1 Chronicles 24:2. Sad deaths. I. The sins which caused them.

1. Disobedience to divine injunction. “They offered strange fire before the Lord, which he commanded them not.”

2. Gross inconsistency. Perhaps they were drunk, hence the law (Leviticus 10:8). “They drink and forget the law” (Proverbs 31:5).

3. Rashness in approaching God. They “took,” snatched (some read 1 Chronicles 24:1), their censers without reverence and consideration; rushed into God’s presence in haste.

4. Presumptuous in act. Not only did they take “strange incense,” but went both together when one only should have officiated; intruded into the holy of holies, to which access denied to all but high priest, and thus set a precedent most dangerous, and which called for divine displeasure. II. The punishment which followed the sins. “They died.”

1. A dishonourable death. “Without children.”
2. A sudden death. “Fire came out” suddenly.
3. An overwhelming death. Instantly died as if struck by a lightning-flash.
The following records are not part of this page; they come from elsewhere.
PR #880, opened 2017-05-09
Port Scan Issue 2000

kingthorin:
Minor tweaks to title caps and pluralness of resource keys.

See zaproxy/zaproxy#2000

### DIFF
--- a/src/org/zaproxy/zap/extension/portscan/resources/Messages.properties
+++ b/src/org/zaproxy/zap/extension/portscan/resources/Messages.properties
@@ -2,7 +2,7 @@
 
 ports.copy.popup                = Copy
 ports.desc                      = Simple but effective port scanner
-ports.options.label.maxPort     = Maximum port to scan:
+ports.options.label.maxPort     = Highest port number to scan:
 ports.options.label.threads     = Concurrent scanning threads per host:
 ports.options.label.timeoutInMs = Timeout in MS:
 ports.options.label.useProxy    = Use proxy:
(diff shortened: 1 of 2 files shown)


src/org/zaproxy/zap/extension/portscan/resources/Messages.properties
```diff
@@ -2,7 +2,7 @@
 
 ports.copy.popup                = Copy
 ports.desc                      = Simple but effective port scanner
-ports.options.label.maxPort     = Maximum port to scan:
+ports.options.label.maxPort     = Maximum port(s) to scan:
```
psiinon: Isnt this the highest port number that will be scanned, in which case shouldnt it be singular rather than plural?

kingthorin: Hmmm I'll have to look at it again....I could have misunderstood the setting.

kingthorin: Ok you're right, I made a poor assumption based on other port scanners. How about we change it to `Highest port number to scan:` then?

psiinon: wfm :)

kingthorin:
Manifest update coming...

kingthorin:
Actually it seems 8 hasn't been rolled out and there's already a change `Minor code changes.` which can cover this item IMHO.

PR #2294, opened 2020-02-06
Issue 5837: Add High Threshold Handling

kingthorin:
Timestamp Disclosure scan rule now only considers potential timestamps within plus or minus one year when used at High threshold.

Fixes zaproxy/zaproxy#5837


kingthorin:
Everyone good with me marking this as fixing 5837 or is there something else that should/could be done?

psiinon:
Sounds good to me.

PR #2303, opened 2020-02-11
Fix Issue 5856: Reduce alerting in Base64 Disclosure

kingthorin:
Base64Disclosure > Functional change to return after alerting.
CHANGELOG > Added fix note.
Messages.properties > Added note to description.

Fixes zaproxy/zaproxy#5856


globeone:
I added some more details in the ticket #5856 that makes me suspect there is a bigger issue (High CPU usage on Unix Timestamp and Base64 together) than just the Base64 vulnerability scanner.

PR #2309, opened 2020-02-17
Fix 5725: Spider Check for JSON/YAML'ish content

ricekot:
Content type check in canParseResource(Httpmessage, String, boolean) is made more specific. Fixes zaproxy/zaproxy#5725.

Signed-off-by: Akshath Kothari <akshath.kothari@gmail.com>

### DIFF
--- a/addOns/openapi/CHANGELOG.md
+++ b/addOns/openapi/CHANGELOG.md
@@ -4,7 +4,8 @@ All notable changes to this add-on will be documented in this file.
 The format is based on [Keep a Changelog](https://keepachangelog.com/en/1.0.0/).
 
 ## Unreleased
-
+### Changed
+- Improve content checks when spidering for specifications (Issue 5725).
 
 ## [15] - 2020-01-17
 ### Added
--- a/addOns/openapi/src/main/java/org/zaproxy/zap/extension/openapi/OpenApiSpider.java
+++ b/addOns/openapi/src/main/java/org/zaproxy/zap/extension/openapi/OpenApiSpider.java
@@ -19,7 +19,9 @@
  */
 package org.zaproxy.zap.extension.openapi;
 
+import java.util.Locale;
 import net.htmlparser.jericho.Source;
+import org.apache.commons.lang.StringUtils;
 import org.apache.log4j.Logger;
 import org.parosproxy.paros.control.Control;
 import org.parosproxy.paros.network.HttpHeader;
@@ -64,11 +66,18 @@ public class OpenApiSpider extends SpiderParser {
     @Override
     public boolean canParseResource(HttpMessage message, String path, boolean wasAlreadyConsumed) {
         try {
-            String contentType = message.getResponseHeader().getHeader(HttpHeader.CONTENT_TYPE);
-            if (contentType.toLowerCase().startsWith("text")
-                    && message.getResponseBody().toString().toLowerCase().startsWith("swagger:")) {
+            String contentType =
+                    message.getResponseHeader()
+                            .getHeader(HttpHeader.CONTENT_TYPE)
+                            .toLowerCase(Locale.ROOT);
+            String responseBodyStart =
+                    StringUtils.left(message.getResponseBody().toString(), 250)
+                            .toLowerCase(Locale.ROOT);
+            if (contentType.startsWith("application/vnd.oai.openapi")) {
                 return true;
-            } else if (contentType.toLowerCase().startsWith("application")) {
+            } else if ((contentType.contains("json") || contentType.contains("yaml"))
+                    && (responseBodyStart.contains("swagger")
+                            || responseBodyStart.contains("openapi"))) {
                 return true;
             }
         } catch (Exception e) {


addOns/openapi/src/main/java/org/zaproxy/zap/extension/openapi/OpenApiSpider.java
```diff
@@ -65,10 +65,15 @@ public boolean parseResource(HttpMessage message, Source source, int depth) {
     public boolean canParseResource(HttpMessage message, String path, boolean wasAlreadyConsumed) {
         try {
             String contentType = message.getResponseHeader().getHeader(HttpHeader.CONTENT_TYPE);
```
psiinon: How about adding the toLowerCase() here and then it wont be needed later?

addOns/openapi/src/main/java/org/zaproxy/zap/extension/openapi/OpenApiSpider.java
```diff
@@ -65,10 +65,15 @@ public boolean parseResource(HttpMessage message, Source source, int depth) {
...
-            if (contentType.toLowerCase().startsWith("text")
-                    && message.getResponseBody().toString().toLowerCase().startsWith("swagger:")) {
+            if (contentType.toLowerCase().startsWith("application/vnd.oai.openapi")) {
                 return true;
-            } else if (contentType.toLowerCase().startsWith("application")) {
+            } else if ((contentType.toLowerCase().contains("json")
+                            || contentType.toLowerCase().contains("yaml"))
+                    && (message.getResponseBody().toString().toLowerCase().startsWith("swagger:")
```
psiinon: Calling message.getResponseBody().toString().toLowerCase() twice seems very inefficient. Maybe do it just once, and could extract the first 8 chrs rather than doing toLowerCase() on a potentially very large response?

ricekot:
Updated with requested changes.

addOns/openapi/src/main/java/org/zaproxy/zap/extension/openapi/OpenApiSpider.java
```diff
@@ -64,11 +64,15 @@ public boolean parseResource(HttpMessage message, Source source, int depth) {
     @Override
     public boolean canParseResource(HttpMessage message, String path, boolean wasAlreadyConsumed) {
         try {
-            String contentType = message.getResponseHeader().getHeader(HttpHeader.CONTENT_TYPE);
-            if (contentType.toLowerCase().startsWith("text")
-                    && message.getResponseBody().toString().toLowerCase().startsWith("swagger:")) {
+            String contentType =
+                    message.getResponseHeader().getHeader(HttpHeader.CONTENT_TYPE).toLowerCase();
+            String responseBodyStart =
+                    message.getResponseBody().toString().substring(0, 8).toLowerCase();
```
psiinon: String.substring will throw an exception if the body length is less than 8, so should check for that first.

ricekot: Of course! How silly of me to miss that.

addOns/openapi/CHANGELOG.md
```diff
@@ -4,7 +4,8 @@ All notable changes to this add-on will be documented in this file.
 The format is based on [Keep a Changelog](https://keepachangelog.com/en/1.0.0/).
 
 ## Unreleased
-
+### Changed
+- Content type check in canParseResource(...) is made more specific (Issue 5725).
```
thc202: These entries should be less code oriented, the user reading this might not know about the code, e.g. `Improve content checks when spidering for specifications (Issue 5725).`

addOns/openapi/src/main/java/org/zaproxy/zap/extension/openapi/OpenApiSpider.java
```diff
@@ -64,11 +64,15 @@ public boolean parseResource(HttpMessage message, Source source, int depth) {
     @Override
     public boolean canParseResource(HttpMessage message, String path, boolean wasAlreadyConsumed) {
         try {
-            String contentType = message.getResponseHeader().getHeader(HttpHeader.CONTENT_TYPE);
-            if (contentType.toLowerCase().startsWith("text")
-                    && message.getResponseBody().toString().toLowerCase().startsWith("swagger:")) {
+            String contentType =
+                    message.getResponseHeader().getHeader(HttpHeader.CONTENT_TYPE).toLowerCase();
```
thc202: Should lower case with `Locale.ROOT`, to not rely on the default locale.

addOns/openapi/src/main/java/org/zaproxy/zap/extension/openapi/OpenApiSpider.java
```diff
@@ -64,11 +64,15 @@ public boolean parseResource(HttpMessage message, Source source, int depth) {
...
+            String responseBodyStart =
+                    message.getResponseBody().toString().substring(0, 8).toLowerCase();
+            if (contentType.startsWith("application/vnd.oai.openapi")) {
                 return true;
-            } else if (contentType.toLowerCase().startsWith("application")) {
+            } else if ((contentType.contains("json") || contentType.contains("yaml"))
+                    && (responseBodyStart.equals("swagger:")
```
thc202: These checks might not work properly (e.g. if the OpenAPI has comments or when JSON which starts with `{`), some examples in https://github.com/OAI/OpenAPI-Specification/tree/master/examples

addOns/openapi/CHANGELOG.md
ricekot: Okay.

thc202:
Thanks!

4. A retributive death. “Before the Lord.” Before the veil that covered the mercy-seat. “Without mercy,” and without divine interference. A foretaste of torment “in the presence of the Lamb” (Revelation 14:10). “God will be sanctified either actively or passively, either in us or upon us; sure it is that he will be no loser by us. Sanctified he will be, either in the sincerity of men’s conversation or else in the severity of their condemnation. Singular things are expected of all that draw nigh to God in any duty, but especially in the office of the ministry. Those that stand in the presence of princes must be exact in their carriages. God appointed both the weights and measures of the sanctuary to be twice as large as those of the commonwealth, to show that he expects much more of those that serve him there than he doth of others. The souls of priests must be purer than sunbeams, saith Chrysostom” [Trapp].
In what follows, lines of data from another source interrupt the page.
PR #2215, opened 2019-11-14
pscanrulesBeta: Username IDOR Scanner Custom Payloads support

kingthorin:
- UsernameIdorScanner.java > Minor changes to accommodate Custom Payloads functionality.
- UsernameIdorScannerUnitTest.java > Added a test method to check for a default payload.
- ExtensionPayloader.java > Extension added as bridge between pscanrulesBeta and the Custom Payloads addon (as was done with ascanrulesAlpha).
- Messages.properties > Added keys/values necessary for ExtensionPayloader.
- pscanbeta.html > Updated help entry.
- pscanrulesBeta.gradle.kts > Added dependency details, etc.
- CHANGELOG.md > Added "change" entry.

Signed-off-by: kingthorin <kingthorin@users.noreply.github.com>

PR #2213, opened 2019-11-11
ascanrulesAlpha: Add Hidden Files Scan Rule

kingthorin:
Added HiddenFileScanRule, which currently implements snallygaster payloads (paths) with positive content checks (in hidden_files.json), and support additional payloads via Custom Payloads (no default payloads are included). Includes updated help and changelog.

See zaproxy/zaproxy#4585

Signed-off-by: kingthorin <kingthorin@users.noreply.github.com>

PR #2317, opened 2020-02-29
Add passive scan rule for dangerous js functions

madanalogy:
Resolves zaproxy/zaproxy#5673

Hello, I'm hoping to get feedback on my initial implementation of the pscan rule. I'm assuming converting the DOM source into a string and checking if it contains methods in the list should be sufficient?

Additionally, I don't know how to test the feature properly. The list of functions are loaded from a file and so whenever I try to test it in my dev environment the function list would be empty (since in deployment the files are loaded from `Constant.getZapHome`)

### DIFF
--- a/addOns/pscanrulesAlpha/src/main/java/org/zaproxy/zap/extension/pscanrulesAlpha/JSFunctionPassiveScanner.java
+++ b/addOns/pscanrulesAlpha/src/main/java/org/zaproxy/zap/extension/pscanrulesAlpha/JSFunctionPassiveScanner.java
@@ -90,7 +90,7 @@ public class JSFunctionPassiveScanner extends PluginPassiveScanner {
                 msg.getRequestHeader().getURI().toString(),
                 "", // Param, not relevant for this example vulnerability
                 "", // Attack, not relevant for passive vulnerabilities
-                this.getOtherInfo(),
+                "",
                 this.getSolution(),
                 this.getReference(),
                 evidence, // Evidence
@@ -152,10 +152,6 @@ public class JSFunctionPassiveScanner extends PluginPassiveScanner {
     }
 
     private String getDescription() {
-        return Constant.messages.getString(MESSAGE_PREFIX + "desc");
-    }
-
-    private String getOtherInfo() {
         return Constant.messages.getString(MESSAGE_PREFIX + "desc");
     }
 
--- a/addOns/pscanrulesAlpha/src/main/java/org/zaproxy/zap/extension/pscanrulesAlpha/JSFunctionPassiveScanner.java
+++ b/addOns/pscanrulesAlpha/src/main/java/org/zaproxy/zap/extension/pscanrulesAlpha/JSFunctionPassiveScanner.java
@@ -23,8 +23,8 @@ import java.io.BufferedReader;
 import java.io.File;
 import java.io.FileReader;
 import java.io.IOException;
-import java.util.ArrayList;
 import java.util.Collections;
+import java.util.HashSet;
 import java.util.List;
 import java.util.function.Supplier;
 import java.util.regex.Pattern;
@@ -56,7 +56,8 @@ public class JSFunctionPassiveScanner extends PluginPassiveScanner {
 
     private static Supplier<Iterable<String>> payloadProvider = DEFAULT_PAYLOAD_PROVIDER;
 
-    private static List<Pattern> patterns = null;
+    private static HashSet<Pattern> defaultPatterns = null;
+    private static HashSet<Pattern> patterns = null;
     private PassiveScanThread parent = null;
 
     @Override
@@ -66,14 +67,16 @@ public class JSFunctionPassiveScanner extends PluginPassiveScanner {
 
     @Override
     public void scanHttpResponseReceive(HttpMessage msg, int id, Source source) {
-        if (!msg.getResponseHeader().isHtml() && !msg.getResponseHeader().isJavaScript()) {
+        if (msg.getResponseBody().length() <= 0
+                || (!msg.getResponseHeader().isHtml() && !msg.getResponseHeader().isJavaScript())) {
             return;
         }
         if (patterns == null) {
-            patterns = getPatterns();
+            createPatterns();
         }
+        loadPayload();
         StringBuilder evidence = new StringBuilder();
-        if (msg.getResponseBody().length() > 0 && msg.getResponseHeader().isHtml()) {
+        if (msg.getResponseHeader().isHtml()) {
             // Check the scripts in HTML
             Element el;
             int offset = 0;
@@ -82,23 +85,18 @@ public class JSFunctionPassiveScanner extends PluginPassiveScanner {
                 for (Pattern pattern : patterns) {
                     if (pattern.matcher(elStr).find()) {
                         evidence.append(elStr);
-                        evidence.append("\n");
                         break; // Only need to record this script once
                     }
                 }
                 offset = el.getEnd();
             }
-        } else if (msg.getResponseBody().length() > 0 && msg.getResponseHeader().isJavaScript()) {
-            String[] lines = msg.getResponseBody().toString().split("\n");
-            for (String line : lines) {
-                for (Pattern pattern : patterns) {
-                    if (pattern.matcher(line).find()) {
-                        evidence.append(
-                                Constant.messages.getString(
-                                        MESSAGE_PREFIX + "otherinfo", pattern, line));
-                        evidence.append("\n");
-                        break; // Only need to record this line once
-                    }
+        } else if (msg.getResponseHeader().isJavaScript()) {
+            // Raw search on response body
+            String content = msg.getResponseBody().toString();
+            for (Pattern pattern : patterns) {
+                if (pattern.matcher(content).find()) {
+                    evidence.append(pattern);
+                    break; // Only need to record one instance of vulnerability
                 }
             }
         }
@@ -125,47 +123,47 @@ public class JSFunctionPassiveScanner extends PluginPassiveScanner {
         parent.raiseAlert(id, alert);
     }
 
-    private static List<Pattern> getPatterns() {
-        if (patterns == null) {
-            patterns = new ArrayList<>();
-
-            try {
-                File f =
-                        new File(
-                                Constant.getZapHome()
-                                        + File.separator
-                                        + FUNC_LIST_DIR
-                                        + File.separator
-                                        + FUNC_LIST_FILE);
-                if (!f.exists()) {
-                    throw new IOException("Couldn't find resource: " + f.getAbsolutePath());
-                }
-                try (BufferedReader reader = new BufferedReader(new FileReader(f))) {
-                    String line;
-                    while ((line = reader.readLine()) != null) {
-                        line = line.trim();
-                        if (!line.startsWith("#") && line.length() > 0) {
-                            patterns.add(
-                                    Pattern.compile(
-                                            "\\b" + line + "\\b", Pattern.CASE_INSENSITIVE));
-                        }
+    private static void createPatterns() {
+        patterns = new HashSet<>();
+        defaultPatterns = new HashSet<>();
+        try {
+            File f =
+                    new File(
+                            Constant.getZapHome()
+                                    + File.separator
+                                    + FUNC_LIST_DIR
+                                    + File.separator
+                                    + FUNC_LIST_FILE);
+            if (!f.exists()) {
+                throw new IOException("Couldn't find resource: " + f.getAbsolutePath());
+            }
+            try (BufferedReader reader = new BufferedReader(new FileReader(f))) {
+                String line;
+                while ((line = reader.readLine()) != null) {
+                    line = line.trim();
+                    if (!line.startsWith("#") && line.length() > 0) {
+                        defaultPatterns.add(
+                                Pattern.compile("\\b" + line + "\\b", Pattern.CASE_INSENSITIVE));
                     }
                 }
-            } catch (IOException e) {
-                LOGGER.error(
-                        "Error on opening/reading suspicious comments file: "
-                                + File.separator
-                                + FUNC_LIST_DIR
-                                + File.separator
-                                + FUNC_LIST_FILE
-                                + " Error: "
-                                + e.getMessage());
             }
-            for (String payload : getJsFunctionPayloads().get()) {
-                patterns.add(Pattern.compile("\\b" + payload + "\\b", Pattern.CASE_INSENSITIVE));
-            }
+        } catch (IOException e) {
+            LOGGER.error(
+                    "Error on opening/reading js functions file: "
+                            + File.separator
+                            + FUNC_LIST_DIR
+                            + File.separator
+                            + FUNC_LIST_FILE
+                            + " Error: "
+                            + e.getMessage());
         }
-        return patterns;
+    }
+
+    private static void loadPayload() {
+        patterns = defaultPatterns;
+        for (String line : getJsFunctionPayloads().get()) {
+            patterns.add(Pattern.compile("\\b" + line + "\\b", Pattern.CASE_INSENSITIVE));
+        }
     }
 
     public static void setPayloadProvider(Supplier<Iterable<String>> provider) {
--- a/addOns/pscanrulesAlpha/src/main/java/org/zaproxy/zap/extension/pscanrulesAlpha/JSFunctionPassiveScanner.java
+++ b/addOns/pscanrulesAlpha/src/main/java/org/zaproxy/zap/extension/pscanrulesAlpha/JSFunctionPassiveScanner.java
@@ -57,6 +57,9 @@ public class JSFunctionPassiveScanner extends PluginPassiveScanner {
 
     @Override
     public void scanHttpResponseReceive(HttpMessage msg, int id, Source source) {
+        if (!msg.getResponseHeader().isHtml() && !msg.getResponseHeader().isJavaScript()) {
+            return;
+        }
         if (patterns == null) {
             patterns = getPatterns();
         }
@@ -94,7 +97,7 @@ public class JSFunctionPassiveScanner extends PluginPassiveScanner {
                 this.getSolution(),
                 this.getReference(),
                 evidence,
-                0, // CWE Id - return 0 if no relevant one
+                749, // CWE-749: Exposed Dangerous Method or Function
                 0, // WASC Id - return 0 if no relevant one
                 msg);
 
--- a/addOns/pscanrulesAlpha/src/main/java/org/zaproxy/zap/extension/pscanrulesAlpha/JSFunctionPassiveScanner.java
+++ b/addOns/pscanrulesAlpha/src/main/java/org/zaproxy/zap/extension/pscanrulesAlpha/JSFunctionPassiveScanner.java
@@ -63,9 +63,9 @@ public class JSFunctionPassiveScanner extends PluginPassiveScanner {
         if (patterns == null) {
             patterns = getPatterns();
         }
-        if (msg.getResponseBody().length() > 0 && msg.getResponseHeader().isText()) {
-            StringBuilder evidence = new StringBuilder();
-            // Check the scripts
+        StringBuilder evidence = new StringBuilder();
+        if (msg.getResponseBody().length() > 0 && msg.getResponseHeader().isHtml()) {
+            // Check the scripts in HTML
             Element el;
             int offset = 0;
             while ((el = source.getNextElement(offset, HTMLElementName.SCRIPT)) != null) {
@@ -79,15 +79,25 @@ public class JSFunctionPassiveScanner extends PluginPassiveScanner {
                 }
                 offset = el.getEnd();
             }
-            if (evidence.length() > 0) {
-                this.raiseAlert(msg, id, evidence.toString());
+        } else if (msg.getResponseBody().length() > 0 && msg.getResponseHeader().isJavaScript()) {
+            String content = msg.getResponseBody().toString();
+            for (Pattern pattern : patterns) {
+                if (pattern.matcher(content).find()) {
+                    evidence.append(pattern.toString());
+                    evidence.append(" found in js file:");
+                    evidence.append("\n");
+                    evidence.append(content);
+                    evidence.append("\n");
+                }
             }
+        }
+        if (evidence.length() > 0) {
+            this.raiseAlert(msg, id, evidence.toString());
         }
     }
 
     private void raiseAlert(HttpMessage msg, int id, String evidence) {
-        Alert alert =
-                new Alert(getPluginId(), Alert.RISK_MEDIUM, Alert.CONFIDENCE_MEDIUM, getName());
+        Alert alert = new Alert(getPluginId(), Alert.RISK_LOW, Alert.CONFIDENCE_LOW, getName());
         alert.setDetail(
                 this.getDescription(),
                 msg.getRequestHeader().getURI().toString(),
--- a/addOns/pscanrulesAlpha/src/main/java/org/zaproxy/zap/extension/pscanrulesAlpha/JSFunctionPassiveScanner.java
+++ b/addOns/pscanrulesAlpha/src/main/java/org/zaproxy/zap/extension/pscanrulesAlpha/JSFunctionPassiveScanner.java
@@ -85,6 +85,9 @@ public class JSFunctionPassiveScanner extends PluginPassiveScanner {
             while ((el = source.getNextElement(offset, HTMLElementName.SCRIPT)) != null) {
                 String elStr = el.toString();
                 searchPatterns(evidence, elStr);
+                if (evidence.length() != 0) {
+                    break;
+                }
                 offset = el.getEnd();
             }
         } else if (msg.getResponseHeader().isJavaScript()) {
@@ -143,7 +146,7 @@ public class JSFunctionPassiveScanner extends PluginPassiveScanner {
                 while ((line = reader.readLine()) != null) {
                     line = line.trim();
                     if (!line.startsWith("#") && line.length() > 0) {
-                        addPatterns(line, defaultPatterns);
+                        addPattern(line, defaultPatterns);
                     }
                 }
             }
@@ -162,11 +165,11 @@ public class JSFunctionPassiveScanner extends PluginPassiveScanner {
     private static void loadPayload() {
         patterns = new HashSet<>(defaultPatterns);
         for (String line : getJsFunctionPayloads().get()) {
-            addPatterns(line, patterns);
+            addPattern(line, patterns);
         }
     }
 
-    private static void addPatterns(String line, Set<Pattern> set) {
+    private static void addPattern(String line, Set<Pattern> set) {
         set.add(Pattern.compile(Pattern.quote(line), Pattern.CASE_INSENSITIVE));
     }
 
--- a/addOns/pscanrulesAlpha/src/main/java/org/zaproxy/zap/extension/pscanrulesAlpha/JSFunctionPassiveScanner.java
+++ b/addOns/pscanrulesAlpha/src/main/java/org/zaproxy/zap/extension/pscanrulesAlpha/JSFunctionPassiveScanner.java
@@ -24,7 +24,9 @@ import java.io.File;
 import java.io.FileReader;
 import java.io.IOException;
 import java.util.ArrayList;
+import java.util.Collections;
 import java.util.List;
+import java.util.function.Supplier;
 import java.util.regex.Pattern;
 import net.htmlparser.jericho.Element;
 import net.htmlparser.jericho.HTMLElementName;
@@ -46,6 +48,13 @@ public class JSFunctionPassiveScanner extends PluginPassiveScanner {
     public static final String FUNC_LIST_FILE = "js-function-list.txt";
     private static final Logger LOGGER = Logger.getLogger(JSFunctionPassiveScanner.class);
     private static final int PLUGIN_ID = 10110;
+
+    public static final List<String> DEFAULT_FUNCTIONS = Collections.emptyList();;
+    private static final Supplier<Iterable<String>> DEFAULT_PAYLOAD_PROVIDER =
+            () -> DEFAULT_FUNCTIONS;
+    public static final String JS_FUNCTION_PAYLOAD_CATEGORY = "JS-Function";
+
+    private static Supplier<Iterable<String>> payloadProvider = DEFAULT_PAYLOAD_PROVIDER;
 
     private static List<Pattern> patterns = null;
     private PassiveScanThread parent = null;
@@ -132,7 +141,7 @@ public class JSFunctionPassiveScanner extends PluginPassiveScanner {
                     throw new IOException("Couldn't find resource: " + f.getAbsolutePath());
                 }
                 try (BufferedReader reader = new BufferedReader(new FileReader(f))) {
-                    String line = null;
+                    String line;
                     while ((line = reader.readLine()) != null) {
                         line = line.trim();
                         if (!line.startsWith("#") && line.length() > 0) {
@@ -152,8 +161,19 @@ public class JSFunctionPassiveScanner extends PluginPassiveScanner {
                                 + " Error: "
                                 + e.getMessage());
             }
+            for (String payload : getJsFunctionPayloads().get()) {
+                patterns.add(Pattern.compile("\\b" + payload + "\\b", Pattern.CASE_INSENSITIVE));
+            }
         }
         return patterns;
+    }
+
+    public static void setPayloadProvider(Supplier<Iterable<String>> provider) {
+        payloadProvider = provider == null ? DEFAULT_PAYLOAD_PROVIDER : provider;
+    }
+
+    private static Supplier<Iterable<String>> getJsFunctionPayloads() {
+        return payloadProvider;
     }
 
     @Override
--- a/addOns/pscanrulesAlpha/src/main/java/org/zaproxy/zap/extension/pscanrulesAlpha/JSFunctionPassiveScanner.java
+++ b/addOns/pscanrulesAlpha/src/main/java/org/zaproxy/zap/extension/pscanrulesAlpha/JSFunctionPassiveScanner.java
@@ -80,14 +80,16 @@ public class JSFunctionPassiveScanner extends PluginPassiveScanner {
                 offset = el.getEnd();
             }
         } else if (msg.getResponseBody().length() > 0 && msg.getResponseHeader().isJavaScript()) {
-            String content = msg.getResponseBody().toString();
-            for (Pattern pattern : patterns) {
-                if (pattern.matcher(content).find()) {
-                    evidence.append(pattern.toString());
-                    evidence.append(" found in js file:");
-                    evidence.append("\n");
-                    evidence.append(content);
-                    evidence.append("\n");
+            String[] lines = msg.getResponseBody().toString().split("\n");
+            for (String line : lines) {
+                for (Pattern pattern : patterns) {
+                    if (pattern.matcher(line).find()) {
+                        evidence.append(
+                                Constant.messages.getString(
+                                        MESSAGE_PREFIX + "otherinfo", pattern, line));
+                        evidence.append("\n");
+                        break; // Only need to record this line once
+                    }
                 }
             }
         }
--- a/addOns/pscanrulesAlpha/src/main/java/org/zaproxy/zap/extension/pscanrulesAlpha/JSFunctionPassiveScanner.java
+++ b/addOns/pscanrulesAlpha/src/main/java/org/zaproxy/zap/extension/pscanrulesAlpha/JSFunctionPassiveScanner.java
@@ -26,11 +26,9 @@ import java.io.IOException;
 import java.util.ArrayList;
 import java.util.List;
 import java.util.regex.Pattern;
-
 import net.htmlparser.jericho.Element;
 import net.htmlparser.jericho.HTMLElementName;
 import net.htmlparser.jericho.Source;
-import net.htmlparser.jericho.StartTagType;
 import org.apache.log4j.Logger;
 import org.parosproxy.paros.Constant;
 import org.parosproxy.paros.core.scanner.Alert;
--- a/addOns/pscanrulesAlpha/src/main/java/org/zaproxy/zap/extension/pscanrulesAlpha/JSFunctionPassiveScanner.java
+++ b/addOns/pscanrulesAlpha/src/main/java/org/zaproxy/zap/extension/pscanrulesAlpha/JSFunctionPassiveScanner.java
@@ -23,10 +23,9 @@ import java.io.BufferedReader;
 import java.io.File;
 import java.io.FileReader;
 import java.io.IOException;
+import java.util.ArrayList;
 import java.util.Collections;
-import java.util.HashSet;
 import java.util.List;
-import java.util.Set;
 import java.util.function.Supplier;
 import java.util.regex.Matcher;
 import java.util.regex.Pattern;
@@ -58,8 +57,8 @@ public class JSFunctionPassiveScanner extends PluginPassiveScanner {
 
     private static Supplier<Iterable<String>> payloadProvider = DEFAULT_PAYLOAD_PROVIDER;
 
-    private static Set<Pattern> defaultPatterns = null;
-    private static Set<Pattern> patterns = null;
+    private static List<Pattern> defaultPatterns = null;
+    private static List<Pattern> patterns = null;
     private PassiveScanThread parent = null;
 
     @Override
@@ -129,7 +128,7 @@ public class JSFunctionPassiveScanner extends PluginPassiveScanner {
     }
 
     private static void createDefaultPatterns() {
-        defaultPatterns = new HashSet<>();
+        defaultPatterns = new ArrayList<>();
         try {
             File f =
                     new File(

1 Chronicles 24:5-30. Remarkable persons. 1 Chronicles 24:5. Governors (Heb.), Princes of the house of God. Chief priests rulers over others of their own order, and subject to the high priest. Submission and diligence give distinction in calling. “C’est par le travail qu’on regne” [Louis XIV.]. If translation be Princes of Holiness, then holiness gives influence and power; distinction of character and approbation of God. Good men are kings of society. 1 Chronicles 24:7. Jehoiarib, the father of the Maccabees (1MMalachi 2:1). 1 Chronicles 24:10. From Abijah came Zacharias, father of John the Baptist (Luke 1:5). “Old he was, yet not free from taking his turn. Dumb also for a time; yet he went on to do his office in the ministration. The evangelist’s word of the course (Grk. epi and çmerias, a daily service) importeth a daily attendance upon the work while the course continueth” [Trapp].

1 Chronicles 24:23. Sons of Hebron. The four persons named appear to have been contemporaries of David, the heads of the Hebronite houses in his time (cf. ch. 1 Chronicles 26:31) [Speak. Com.]. “What shall I do to be for ever known?” asked Schiller. Scripture will give the answer.


1 Chronicles 24:2. Died. It is a dangerous thing in the service of God to decline from his own institutions; we have to do with a God who is wise to prescribe his own worship, just to require what he has prescribed, and powerful to revenge what he has not prescribed [Bp. Hall].

1 Chronicles 24:5; 1 Chronicles 24:31. Lot. Methods are the masters of masters [Tallerand]. Method is essential, and enables a larger amount of work to be got through with satisfaction. “Method,” said the Rev. R. Cecil, “is like packing things in a box: a good packer will get in half as much again as a bad one.” Cecil’s despatch of business was extraordinary, his motto being, “The shortest way to do many things is to do one thing at once” [Smiles].